PR #30071, opened 2026-08-23
fix(bingx): route margin mode by market

AresArtemius:
fetchMarginMode and setMarginMode require a market symbol, but params.subType can override its market type and select the wrong endpoint.

Use the symbol's market type for routing and remove subType from the request params.

Add Linear Swap and Coin-M regression fixtures.

### DIFF
--- a/ts/src/base/Exchange.ts
+++ b/ts/src/base/Exchange.ts
@@ -6886,28 +6886,28 @@ export class BaseExchange {
 
     handleSubTypeAndParams (methodName: string, market: Market = undefined, params = {}, defaultValue: any = undefined): [SubType, Dict] {
         let subType: SubType = undefined;
-        // if set in params, it takes precedence
         const subTypeInParams = this.safeString2 (params, 'subType', 'defaultSubType');
-        // avoid omitting if it's not present
         if (subTypeInParams !== undefined) {
+            params = this.omit (params, [ 'subType', 'defaultSubType' ]);
+        }
+        // at first, check from market object
+        if (market !== undefined) {
+            if (market['linear']) {
+                subType = 'linear';
+            } else if (market['inverse']) {
+                subType = 'inverse';
+            }
+        }
+        // if it was not defined in market object, check from params
+        if (subType === undefined) {
             if ((subTypeInParams === 'linear') || (subTypeInParams === 'inverse')) {
                 subType = subTypeInParams;
             }
-            params = this.omit (params, [ 'subType', 'defaultSubType' ]);
-        } else {
-            // at first, check from market object
-            if (market !== undefined) {
-                if (market['linear']) {
-                    subType = 'linear';
-                } else if (market['inverse']) {
-                    subType = 'inverse';
-                }
-            }
-            // if it was not defined in market object
-            if (subType === undefined) {
-                const values = this.handleOptionAndParams ({}, methodName, 'subType', defaultValue); // no need to re-test params here
-                subType = values[0];
-            }
+        }
+        // if it was not defined in market object or params, check from options
+        if (subType === undefined) {
+            const values = this.handleOptionAndParams ({}, methodName, 'subType', defaultValue); // no need to re-test params here
+            subType = values[0];
         }
         return [ subType, params ];
     }
--- a/ts/src/bingx.ts
+++ b/ts/src/bingx.ts
@@ -5712,8 +5712,9 @@ export default class bingx extends Exchange {
             'symbol': market['id'],
             'marginType': marginMode,
         };
-        params = this.omit (params, [ 'subType', 'defaultSubType' ]);
-        if (market['inverse']) {
+        let subType: Str = undefined;
+        [ subType, params ] = this.handleSubTypeAndParams ('setMarginMode', market, params);
+        if (subType === 'inverse') {
             return await this.cswapV1PrivatePostTradeMarginType (this.extend (request, params));
         } else {
             return await this.swapV2PrivatePostTradeMarginType (this.extend (request, params));
@@ -6753,8 +6754,9 @@ export default class bingx extends Exchange {
             'symbol': market['id'],
         };
         let response: Dict;
-        params = this.omit (params, [ 'subType', 'defaultSubType' ]);
-        if (market['inverse']) {
+        let subType: Str = undefined;
+        [ subType, params ] = this.handleSubTypeAndParams ('fetchMarginMode', market, params);
+        if (subType === 'inverse') {
             response = await this.cswapV1PrivateGetTradeMarginType (this.extend (request, params));
             //
             //     {
--- a/ts/src/bingx.ts
+++ b/ts/src/bingx.ts
@@ -5712,7 +5712,7 @@ export default class bingx extends Exchange {
             'symbol': market['id'],
             'marginType': marginMode,
         };
-        params = this.omit (params, 'subType');
+        params = this.omit (params, [ 'subType', 'defaultSubType' ]);
         if (market['inverse']) {
             return await this.cswapV1PrivatePostTradeMarginType (this.extend (request, params));
         } else {
@@ -6753,7 +6753,7 @@ export default class bingx extends Exchange {
             'symbol': market['id'],
         };
         let response: Dict;
-        params = this.omit (params, 'subType');
+        params = this.omit (params, [ 'subType', 'defaultSubType' ]);
         if (market['inverse']) {
             response = await this.cswapV1PrivateGetTradeMarginType (this.extend (request, params));
             //
--- a/ts/src/bingx.ts
+++ b/ts/src/bingx.ts
@@ -5712,9 +5712,8 @@ export default class bingx extends Exchange {
             'symbol': market['id'],
             'marginType': marginMode,
         };
-        let subType: Str = undefined;
-        [ subType, params ] = this.handleSubTypeAndParams ('setMarginMode', market, params);
-        if (subType === 'inverse') {
+        params = this.omit (params, 'subType');
+        if (market['inverse']) {
             return await this.cswapV1PrivatePostTradeMarginType (this.extend (request, params));
         } else {
             return await this.swapV2PrivatePostTradeMarginType (this.extend (request, params));
@@ -6753,10 +6752,9 @@ export default class bingx extends Exchange {
         const request: Dict = {
             'symbol': market['id'],
         };
-        let subType: Str = undefined;
         let response: Dict;
-        [ subType, params ] = this.handleSubTypeAndParams ('fetchMarginMode', market, params);
-        if (subType === 'inverse') {
+        params = this.omit (params, 'subType');
+        if (market['inverse']) {
             response = await this.cswapV1PrivateGetTradeMarginType (this.extend (request, params));
             //
             //     {
--- a/ts/src/test/static/request/bingx.json
+++ b/ts/src/test/static/request/bingx.json
@@ -1578,27 +1578,39 @@
                     "BTC/USDT:USDT"
                 ]
             },
-        {
-            "description": "Inverse swap set the margin mode",
-            "method": "setMarginMode",
-            "url": "https://open-api.bingx.com/openApi/cswap/v1/trade/marginType?marginType=CROSSED&symbol=SOL-USD&timestamp=1721977131380&signature=ab360e84bb56b27440fe1ca0835e07d936eaa75b4bdf57feb6771de45865e2bc",
-            "input": [
-                "cross",
-                "SOL/USD:SOL"
-            ]
-        },
-        {
-            "description": "Inverse swap set margin mode ignores linear subType",
-            "method": "setMarginMode",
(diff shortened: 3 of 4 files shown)


ts/src/bingx.ts
```diff
@@ -5712,9 +5712,8 @@ export default class bingx extends Exchange {
             'symbol': market['id'],
             'marginType': marginMode,
         };
-        let subType: Str = undefined;
-        [ subType, params ] = this.handleSubTypeAndParams ('setMarginMode', market, params);
-        if (subType === 'inverse') {
+        params = this.omit (params, 'subType');
```
carlotestor: `handleSubTypeAndParams` omitted **both** `subType` and `defaultSubType` (`Exchange.ts:6896`); this only strips one, so `defaultSubType` now survives into `this.extend (request, params)` and is signed and sent. Verified: `setMarginMode('cross','SOL/USD:SOL',{defaultSubType:'linear'})` emits `.../cswap/v1/trade/marginType?defaultSubType=linear&marginType=CROSSED&symbol=SOL-USD`, where master sent no such field. Use `params = this.omit (params, [ 'subType', 'defaultSubType' ]);`.

carlotestor (commented):
## Summary

The routing fix is real and I reproduced it. `handleSubTypeAndParams` gives `params.subType` precedence over the market object, so a caller-supplied `subType` sent the request to the wrong host for a symbol that was already unambiguous. Since both methods require a symbol and reject non-swap markets, `market['inverse']` is the correct discriminator.

Verified on `754ab38` against `origin/master` (`c724467`), stubbing transport and asserting the signed URL:

| symbol | params | master | this PR |
|---|---|---|---|
| `BTC/USDT:USDT` | `{subType:'inverse'}` | `cswap/v1` ❌ | `swap/v2` ✅ |
| `SOL/USD:SOL` | `{subType:'linear'}` | `swap/v2` ❌ | `cswap/v1` ✅ |
| `BTC/USDT:USDT` / `SOL/USD:SOL` | `{}` | correct | correct (no change) |

The two new fixtures are a genuine regression net, not just padding — I copied them onto `origin/master` and both fail there with the exact host swap, then pass on this head:

```
[TEST_FAILURE][bingx][setMarginMode][Inverse swap set margin mode ignores linear subType]
  url mismatch computed: "/openApi/swap/v2/..." stored: "/openApi/cswap/v1/..."
[TEST_FAILURE][bingx][fetchMarginMode][Linear swap fetch margin mode ignores inverse subType]
  url mismatch computed: "/openApi/cswap/v1/..." stored: "/openApi/swap/v2/..."
```

On this head: `164 static request tests passed.` Transpile to Python/PHP is clean (`php -l` both files, `ast.parse` both Python dumps).

## Finding — `defaultSubType` now leaks into the signed request

`handleSubTypeAndParams` omits **both** `subType` and `defaultSubType` (`Exchange.ts:6896`). Replacing it with `this.omit (params, 'subType')` only strips half the alias pair, so `defaultSubType` now survives into `this.extend (request, params)` and gets signed and sent:

```
fetchMarginMode('BTC/USDT:USDT', {defaultSubType:'inverse'})
  master:   .../swap/v2/trade/marginType?symbol=BTC-USDT              <- stripped
  this PR:  .../swap/v2/trade/marginType?defaultSubType=inverse&symbol=BTC-USDT

setMarginMode('cross','SOL/USD:SOL', {defaultSubType:'linear'})
  this PR:  .../cswap/v1/trade/marginType?defaultSubType=linear&marginType=CROSSED&symbol=SOL-USD
```

Routing is still correct in both cases, so this is not a wrong-endpoint bug — but it is an unexpected extra field on a signed private call that master did not send, and `defaultSubType` is a first-class alias used across the codebase (`binance`, `bybit`, `bitget`, `htx`, `phemex`, ...), including bingx's own `handleSubTypeAndParams` callers. Someone setting it globally in `options`/`params` will now push it onto the wire on these two endpoints only.

One-line fix on both sites, matching what the helper already does:

```ts
params = this.omit (params, [ 'subType', 'defaultSubType' ]);
```

Worth a third fixture with `defaultSubType` in `input` to pin it.

## Nit — fixture indentation

The pre-existing `"Inverse swap ..."` entries got re-indented from 12 to 8 spaces while being moved (`ts/src/test/static/request/bingx.json:1581`, `:1612`), so the two arrays are now internally inconsistent and the diff is larger than the change. Reverting the untouched entries to their original indentation would reduce this to purely additive hunks.

Merge gate: 🔴
Merge probability: 74%

ts/src/bingx.ts
```diff
@@ -6753,10 +6752,9 @@ export default class bingx extends Exchange {
         const request: Dict = {
             'symbol': market['id'],
         };
-        let subType: Str = undefined;
         let response: Dict;
-        [ subType, params ] = this.handleSubTypeAndParams ('fetchMarginMode', market, params);
-        if (subType === 'inverse') {
+        params = this.omit (params, 'subType');
```
carlotestor: Same `defaultSubType` leak as in `setMarginMode`. `fetchMarginMode('BTC/USDT:USDT',{defaultSubType:'inverse'})` now produces `.../swap/v2/trade/marginType?defaultSubType=inverse&symbol=BTC-USDT`. Routing is right, but the stray field is new versus master on a signed private call. Please omit the alias pair here too.

ts/src/test/static/request/bingx.json
```diff
@@ -1578,15 +1578,27 @@
...
+            "url": "https://open-api.bingx.com/openApi/cswap/v1/trade/marginType?marginType=CROSSED&symbol=SOL-USD&timestamp=1721977131380&signature=ab360e84bb56b27440fe1ca0835e07d936eaa75b4bdf57feb6771de45865e2bc",
+            "input": [
+                "cross",
+                "SOL/USD:SOL",
+                {
+                    "subType": "linear"
+                }
+            ]
+        }
         ],
```
carlotestor: Good fixture — I confirmed it fails on `origin/master` with `url mismatch computed: "/openApi/swap/v2/..." stored: "/openApi/cswap/v1/..."` and passes here, so it genuinely pins the fix. Consider adding a sibling entry with `{"defaultSubType": "linear"}` instead of `subType`; that variant is currently uncovered and is where the leak above hides.

carlotestor (commented):
Follow-up on d17d63fa43fbaf252e0192e45397351ed856a381

This commit applies the requested `omit` of both `subType` and `defaultSubType` in `setMarginMode` and `fetchMarginMode`, matching `handleSubTypeAndParams`. The new inverse `setMarginMode` fixture with `defaultSubType: 'linear'` pins that the alias is stripped from the signed query (stored URL has no such field).

Relative to the earlier review, the leak is gone.

Merge gate: 🟢

ts/src/bingx.ts
AresArtemius: I now omit both subType and defaultSubType before building the request.

ts/src/bingx.ts
AresArtemius: Fixed. fetchMarginMode now removes both aliases and still routes by market['inverse'].

ts/src/test/static/request/bingx.json
AresArtemius: Added a separate defaultSubType regression fixture. It verifies that the alias is removed from the signed request. I also restored the original fixture indentation.

ts/src/bingx.ts
```diff
@@ -5712,9 +5712,8 @@ export default class bingx extends Exchange {
             'symbol': market['id'],
             'marginType': marginMode,
         };
-        let subType: Str = undefined;
-        [ subType, params ] = this.handleSubTypeAndParams ('setMarginMode', market, params);
```
carlosmiei, line 5716: @AresArtemius why we're no longer using handleSubTypeAndParams? that's the unified way of checking for the subType in params/options

AresArtemius: These methods always require a symbol, so the market subtype is already clear from that symbol.
handleSubTypeAndParams seems to prefer params.subType, which can route a linear symbol to Coin-M or a Coin-M symbol to the linear endpoint if the values conflict.
I used market['inverse'] for routing here and only omitted subType and defaultSubType so they are not sent to BingX. I think the symbol should be the source of truth in this case.

carlosmiei: @AresArtemius handleSubTypeAndParams should always prioritize the symbol when available, then params and finally options

carlosmiei: just like handlemarketTypeAnd params

AresArtemius: Thanks, understand. I will restore handleSubTypeAndParams and fix the helper so the symbol has priority, followed by params and options.

carlotestor (commented):
Follow-up on 7ccc1415c5196d92a1cd58442cdbd25e3071be98

Restores `handleSubTypeAndParams` in bingx `setMarginMode` / `fetchMarginMode` and flips the base helper to market → params → options, which is what makes that restore safe. A conflicting `params.subType` no longer steals the host; `subType` / `defaultSubType` are still omitted from the signed request.

`helperTestHandleSubTypeAndParams` pins the three-tier order and the non-mutating omit. I ran it on this head (`handleMethods OK`). No existing static request fixtures on master rely on params winning over a loaded swap market.

`handleMarketTypeAndParams` is still params-first (its own unit test asserts that), so the two helpers are not twins — only `handleSubTypeAndParams` changed, which matches the thread.

Merge gate: 🟢

ts/src/base/Exchange.ts
```diff
@@ -6886,29 +6886,29 @@ export class BaseExchange {
...
-            // at first, check from market object
-            if (market !== undefined) {
-                if (market['linear']) {
-                    subType = 'linear';
-                } else if (market['inverse']) {
-                    subType = 'inverse';
-                }
+        }
+        // at first, check from market object
+        if (market !== undefined) {
```
carlosmiei, line 6894: @ttodua do you know why handleSubType wasn't prioritizing the market first?

ttodua: hm, i have to check , then post a follow-up

ttodua: sorry forgot to follow up here timely.
so, `params` is prioritized first even in `handleMarketTypeAndParams` method, and that is somewhat expected behavior, hence `handleSubType` method.
is not that expected?

ts/src/bingx.ts
```diff
@@ -5804,6 +5804,8 @@ export default class bingx extends Exchange {
             'marginType': marginMode,
         };
         let subType: Str = undefined;
+        // The required symbol determines the contract subtype for this endpoint.
+        params = this.omit (params, [ 'subType', 'defaultSubType' ]);
```
carlotestor, line 5808: Scoping the precedence override to the two bingx call sites (rather than flipping `handleSubTypeAndParams` globally) is the right call — the base helper keeps its documented params-first contract for every other exchange, and this endpoint pair is the only place where the required symbol makes the caller's `subType` unambiguously wrong.

carlotestor (commented):
Follow-up on `a22fa3c5` (plus `c5106656`, the substantive commit under it).

This head narrows the fix to bingx: `ts/src/base/Exchange.ts` and `ts/src/test/base/test.handleMethods.ts` are back to master, and the whole PR is now `git diff origin/master` = **+4 / -0 in `ts/src/bingx.ts` and +92 / -0 in `ts/src/test/static/request/bingx.json`** — purely additive, no base-helper precedence change riding along. That is a strictly smaller blast radius than the previous head, and it still fixes the reported routing: both methods require a symbol, so pre-omitting `subType` / `defaultSubType` makes `market['inverse']` the sole discriminator while master's params-first `handleSubTypeAndParams` is left untouched for every other caller.

Verified on this head in a clean worktree off `a22fa3c5`:

- `npm run tsBuild` clean.
- `node run-tests.js --request --js bingx` → `Tested bingx OK`.
- Non-vacuous gate: reverting **only** `ts/src/bingx.ts` to `origin/master` in the same tree (fixtures kept) rebuilds and fails with
  `[TEST_FAILURE][JS][STATIC_REQUEST][bingx][fetchMarginMode][Inverse swap fetch margin mode ignores linear defaultSubType] url mismatch computed: "/openApi/swap/v2/trade/marginType" stored: "/openApi/cswap/v1/trade/marginType"`.
  So the new fixtures genuinely pin the two lines of source.

The three earlier asks are all addressed at this head: both call sites omit the full `[ 'subType', 'defaultSubType' ]` alias pair, and the fixture set now carries `defaultSubType` variants alongside the `subType` ones for each of the four routing cases. The earlier re-indentation nit is moot — the fixture diff is additive now.

Nothing new to flag in this delta.

Merge gate: 🟢

ts/src/bingx.ts
AresArtemius: Thanks for checking!

AresArtemius:
Closing this for the same reason as #30544. It only changes precedence for conflicting symbol/subType inputs; normal calls are unaffected.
----------
## [What the task asks]
Lines holding "into" are the ones to copy; find all of them in the listing.

## [Response]
carlotestor: `handleSubTypeAndParams` omitted **both** `subType` and `defaultSubType` (`Exchange.ts:6896`); this only strips one, so `defaultSubType` now survives into `this.extend (request, params)` and is signed and sent. Verified: `setMarginMode('cross','SOL/USD:SOL',{defaultSubType:'linear'})` emits `.../cswap/v1/trade/marginType?defaultSubType=linear&marginType=CROSSED&symbol=SOL-USD`, where master sent no such field. Use `params = this.omit (params, [ 'subType', 'defaultSubType' ]);`.
## Finding — `defaultSubType` now leaks into the signed request
`handleSubTypeAndParams` omits **both** `subType` and `defaultSubType` (`Exchange.ts:6896`). Replacing it with `this.omit (params, 'subType')` only strips half the alias pair, so `defaultSubType` now survives into `this.extend (request, params)` and gets signed and sent:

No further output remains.